5. Conclusions and Future Works

This paper presents an edge detector with high precision and strong anti-noise ability. The multi-directional Gabor filters with multi-scale were used to attain rich edge features. The novel fusion strategy was designed to attain more accurate edge features that are not disturbed by noise. The method for calculating the hysteresis threshold was designed to obtain the edge detection results with high accuracy and robust noise. Experimental results illustrate that the design has dominant performance, which is compared with some competitive edge detectors.
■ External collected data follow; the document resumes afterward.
PR #3548, opened 2025-06-14
fix(ci): docker stack ci by using latest tag

AritraDey-Dev:
## Description

This PR updates the docker sipnet CI workflow to address a runtime issue when executing the sipnet model via Docker.

## Motivation and Context

While running the workflow with sipnet, the following error is encountered:
```
$ cat logfile.txt
ERROR in readNamelistInputs: Read unexpected input item: CHANGE_PARAM
Please fix sipnet.in and re-run
mv: cannot stat '/data/docker_stack_tests/sipnet/run/99000000001/sipnet.out': No such file or directory
```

Image edge detection is a fundamental work in the fields of computer vision. However, in the face of the actual visual task that integrates various unfavorable factors, the existing edge detection technology does not show a strong effect. We expect that on the basis of this research, not only can more researchers pay attention to edge detection but also some practical problems can be found and solved, which can inspire future research activities.